Global Finance, Oct 1999 by Hanes, Kathryn, Brandman, James

Bankers in Asia and Latin America are unlikely to remember the year as a kind one for project finance. The financial woes of Asia, followed by crises in both Russia and Brazil, meant bankers were pushing emerging market deals uphill for most of the past year. Lenders were reluctant to sign up for the long haul, managers were forced to cancel or delay deals, and project finance teams found themselves quickly downsized.

But not all the news has been glum. Bankers in the United States and Britain can't complain. The United States enjoyed an upsurge in powergenerated projects on the back of privatization and consolidation in the industry. In Britain the Private Finance Initiative continued apace, while much enthusiasm was mustered in the power sector. Western Europe, meanwhile, set its sights on refinancing, and Central Europe, which escaped the dilemmas in the East, pushed through some impressive deals. In the Middle East there were signs of new life as the power and telecom sectors sought project financing. And at long last the world got a glimpse of India's vast, untapped potential, with the largest international project loan ever pulled off by an Indian borrower.

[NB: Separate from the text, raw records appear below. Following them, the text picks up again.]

Issue #169, opened 2023-09-29
change `new_teal_data` arguments


gogonzo:
**Acceptance criteria:**
Constructor method should have variants for a signature `data = "list"` and `data = "environment"`.

Constructor should work with following call:

```r
new_teal_data(
  data = list(iris2 = iris2),
  code = quote(iris2 <- iris) 
)

new_teal_data(
  data = as.environment(list(iris2 = iris2)),
  code = quote(iris2 <- iris) 
)
```

gogonzo:
Closing this PR. `new_teal_data` will be a private constructor. We will expose `teal_data/cdisc_data` only.

PR #178, opened 2023-10-18
introduce teal_data class

gogonzo:
Part of:
- https://github.com/insightsengineering/teal/issues/937

Closes:
- https://github.com/insightsengineering/teal.data/issues/169

Other PRs:
- https://github.com/insightsengineering/teal/pull/925 
- https://github.com/insightsengineering/teal.slice/pull/470
- https://github.com/insightsengineering/teal.gallery/pull/75 

## install

```r
staged.dependencies::dependency_table(
  project = "insightsengineering/teal@https://github.com",
  project_type = "repo@host",
  ref = "teal_data@main",
  verbose = 1
) |> staged.dependencies::install_deps()
```

## teal_data class

tdata-qenv, tdata inheritance

- `teal_data` class (teal_data-class.R) is en extension of `qenv`. `teal_data` contains extra slots `datanames` and `join_keys`. Besides, all `teal.code` methods works with `teal_data` object (eval_code, print etc.)
- Old `TealData$server` returns `teal_data` now - to have single object type in teal (not in `teal_module`)
- `cdisc_data()` and `teal_data()` return `TealData` or `teal_data`

```r
ADSL <- synthetic_cdisc_data("latest")$adsl
ADTTE <- synthetic_cdisc_data("latest")$adtte
ADRS <- synthetic_cdisc_data("latest")$adrs

data <- cdisc_data(
  ADSL = ADSL,
  ADTTE = ADTTE,
  ADRS = ADRS,
  code = quote({
    ADSL <- synthetic_cdisc_data("latest")$adsl
    ADTTE <- synthetic_cdisc_data("latest")$adtte
    ADRS <- synthetic_cdisc_data("latest")$adrs
  })  
)

data |> eval_code(quote(a <- ADSL))
```


R/cdisc_data.R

Global Finance's awards for Best Banks in Project Finance are based only partially on the number and size of deals in which a bank has been involved. Project finance deals are won or lost on an investment bank's ability to ensure the lowest cost of funding and its expertise in staging repayments to maximize customer cash flow.

Global Finance has tried to identify those banks that best help their customers maintain cash flow, drive down the cost of borrowing, offer taxefficient financing, and tailor deals to meet the customers' particular funding requirements. We have looked at the banks' abilities to administer, monitor, and drive a project forward from its inception-and the element that sorts out the wheat from the chaff: the banks' ability to mitigate risk.

Citigroup has the Americas under wrap. Deutsche Bank reigns supreme in Europe. Asia, the Middle East, and Africa is the most contested ground with Citigroup, Credit Suisse First Boston, and Barclays dividing up the spoils. - Kathryn Hanes

The following section was compiled by James Brandman.

NORTH AMERICA

Citigroup

This award was a two-horse race between project finance giants Citigroup and Bank of America. Both benefited from synergies with Salomon Smith Barney (SSB) and NationsBank, respectively, but Citigroup made those synergies work best in the North American market.

Citigroup combined SSB's expertise in toll road financing, bond issues, and distribution with Citibank's established strength in loan underwriting. Citibank was lead manager and syndication agent, with SSB as financial adviser, on the C$2.7 billion ($ 1.8 million) Highway 407 project in Canada, the privatization of the world's first fully electronic toll road.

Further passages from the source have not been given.